[[ PROVIDED ENTRIES open ]]

Issue #41, opened 2015-03-07
Pedantic commit messages


p3lim:
Add a distinct style guide for the commit messages:
- First line should be max 50 characters
- Second line should be empty
- Any subsequent lines should be max 72 characters

Coloring the background of any characters that exceed limits is ideal, only warning the user.

This should be optional, of course.

References:
http://tbaggery.com/2008/04/19/a-note-about-git-commit-messages.html
https://github.com/blog/926-shiny-new-commit-styles

yyyc514:
See #119.  Someone just needs to make a kick-butt syntax for commits in general.

yyyc514:
Related: https://github.com/adambullmer/sublime_git_commit_syntax/pull/2

Spent a little time on this.  If I can't get it back it mainline I'll probably create a whole new repository and package.  Still tweaking the styles.

yyyc514:
![screen shot 2015-03-21 at 6 26 41 am](https://cloud.githubusercontent.com/assets/6473/6764679/607ce3a0-cf93-11e4-9549-ccb05da0a4f3.png)

yyyc514:
@divmain Would you like this kind of thing in GitSavvy proper?

yyyc514:
Having multiple syntax files for different modes gets messy at some point (though it might be ok for only two options).

divmain:
Please see my comment in #119.  I'm not averse to including a "pedantic commit message syntax" in GitSavvy proper - it can be commented out as an alternative in the default `GitSavvy.sublime-settings` file.

divmain:
For anyone interested, @yyyc514 may have a custom syntax definition for commit views that you can use.  However, as I commented in #119, I'm not 100% I can preserve this new behavior while moving the commit view to being more interface-like.

I'll leave this open until the feature is officially announced as part of a changelog.

stoivo:
hey, @yyyc514!
How did you make the commit view look like this?
I cloned https://github.com/adambullmer/sublime_git_commit_syntax
now when I open Commit view and  run in console 
```
>>> view.settings().get('syntax')
'Packages/sublime_git_commit_syntax/commit-message.tmLanguage'
```

And my diff look really boring. Now there are no color at all

yyyc514:
Try my fork:

https://github.com/yyyc514/sublime_git_commit_syntax

stoivo:
Still, not working. What theme are you using?

yyyc514:
[...]

PR #119, opened 2015-03-21
feature: allow using your own COMMIT_EDITMSG syntax

yyyc514:


yyyc514:
Ok, I've squash this down to JUST this change without anything else.

core/commands/commit.py
```diff
@@ -44,7 +45,14 @@ def run_async(self, repo_path=None, include_unstaged=False, amend=False):
...
         view.settings().set("git_savvy.repo_path", repo_path)
-        view.set_syntax_file("Packages/GitSavvy/syntax/make_commit.tmLanguage")
+
+        gitsavvy_settings = sublime.load_settings("GitSavvy.sublime-settings")
+        if gitsavvy_settings.get("use_syntax_for_commit_editmsg")
+            syntax_file = util.file.get_syntax_for_file("COMMIT_EDITMSG")
+            view.set_syntax_file(syntax_file)
+        else:
+            view.set_syntax_file("Packages/GitSavvy/syntax/make_commit.tmLanguage")
+
```
divmain: Overriding the default syntax is a good approach to resolve #41.  However, let's simplify by creating a setting in `GitSavvy.sublime-settings` called `commit_syntax` with a default value of `Packages/GitSavvy/syntax/make_commit.tmLanguage` (and remove `use_syntax_for_commit_editmsg`).  Then, replace the above chunk of code with:
```python
gitsavvy_settings = sublime.load_settings("GitSavvy.sublime-settigns")
view.set_syntax_file(gitsavvy_settings.get("commit_syntax")
```

yyyc514:
I felt this was a lot simper for veteran an novice user alike - *and makes use of the existing setup that Sublime already provides for choosing which template you want for particular files.*  We don't need to re-invent the wheel here,  Sublime already has the feature to let pros decide exactly which syntax applies to exactly which files.  We just need to make it clear if GitSavvy is in charge or some other plugin the user has decided to install and configure.

Honestly I'm not even sure how to easily get the full path of a syntax file inside a plugin I just installed without opening up the settings dir and looking manually and typing it out.

yyyc514:
If there is a clearer name I'd be for that, but I think a True/False toggle is more in the spirit of Sublime and keeping things truly simple.

yyyc514:
I'm not even so sure the default behavior should be:

- check for COMMIT_EDITMSG syntax
- if found, use that
- if not, use our built-in

But then I prefer guessing in the 90% cases and saving configuration for the remaining 10.

divmain:
I'll consider this.  Can you point me to other packages that take a similar approach?  I'm hesitant to go this direction because the commit view is an interactive view, not a file type.  That being the case, assigning syntax by a fake file extension seems like an opaque approach to me.

yyyc514:
> That being the case, assigning syntax by a fake file extension seems like an opaque approach to me.

I don't see it that way at all.  That's what git calls it's PRE-COMMIT edit file... so it just seemed the simplest thing to allow someone to reuse a theme that already targeted that file.  It really comes down to what the view is and does.  I'd even suggest changing the name of the view to COMMIT_EDITMSG, but I didn't think you'd go fo that.

Right now it's really a glorified COMMIT_EDITMSG.  It might do more in the future, but that's how I'm thinking of it.  Obviously if it starts doing really wacky things that aren't compatible with the COMMIT_EDITMSG syntax then this would be a moot argument - but if what it does it a million things WITHIN this format then it still seems maybe a good idea to allow an easy toggle.

What about two settings?

- commit_syntax
- use_syntax_for_commit_editmsg

Or would you allow special meanings of some values?

- commit_syntax: "" / "default" (internal syntax)
- commit_syntax: "COMMIT_EDITMSG"
- commit_syntax: "/your/favorite/file.tmLanguage"

yyyc514:
Of course the settings would be documented in the sample config file.

yyyc514:
> Can you point me to other packages that take a similar approach?

I have no idea.  My point is that it's the approach of Sublime itself - to color files based on what they are - determined by extension.  This is a pre-commit git message view.  The fact that we allow adding commit summary, diff, etc. to that view (just like git itself) make that even more clear.  So until it differs substantially from that type of view it seemed to make sense to "color files based on what they are", as I put it.

>This is a pre-commit git message view.

I'm not sure that changes as it gets more powerful.  I'd actually love to be able to stage files right from the summary view on the commit page... but if I could that wouldn't change me thinking of the view as a pre-commit git message view.

Obviously those using a less-specific syntax might have fewer coloring feature (if you start adding keystroke colors, etc), but that would be their choice.  I'm not suggesting make this default, only an option.

yyyc514:
> commit_syntax: "COMMIT_EDITMSG"

My chief objection is not the name of the setting but the user having to waste time figuring out the exact path name of a syntax file - when they just want the editor to have the same behavior as it does for other "file types".

divmain:
Alright, I'm not really a fan of treating the filename like a filename extension, but I've decided its not terribly important to me, seeing as this feature is disabled by default.  So I'm going to merge this in.

Keep in mind, however, that the implementation and/or behavior may change once the commit view is converted to being more interface-like, due to constraints for Sublime's region-based syntax highlighting.  I'll do my best to preserve the functionality.  For that reason, I'm not going to include the change in a changelog until I'm sure the feature won't go away or significantly change.

yyyc514:
> Keep in mind, however, that the implementation and/or behavior may change once the commit view is converted to being more interface-like, due to constraints of Sublime's region-based multiple-syntax highlighting. I'll do my best to preserve the functionality.

At the very least then GitSavvy should (please) have an option to use a toggle to use an old "git style" commit screen (and related syntax) or the "new, amazing, and so completely unlike git commit that a syntax file can't work" dashboard/commit view.  We're all waiting on the edge of our seats to see what you want to do with git commit but honestly it's one of the few screens I haven't yet been hankering for any improvements too - beyond supporting what git already does from the console.

Maybe it's because I just don't know what is possible. :-)  I wanted to stage files from there but I think the new improvements to quick stage may have done the trick to scratch that itch.

yyyc514:
> Alright, I'm not really a fan of treating the filename like a filename extension, but I've decided its not terribly important to me, seeing as this feature is disabled by default.

Thanks. :-)  I'll see what I can do to move the Pedantic stuff forward now that this is in.

PR #120, opened 2015-03-21
syntax color git when commiting

yyyc514:


divmain:
Pre-cursor to some of the work in #50.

[[ PROVIDED ENTRIES closed ]]

Look through the entries and give the number of lines containing the word "Obviously". Add nothing else.

• _YOUR SOLUTION_:
2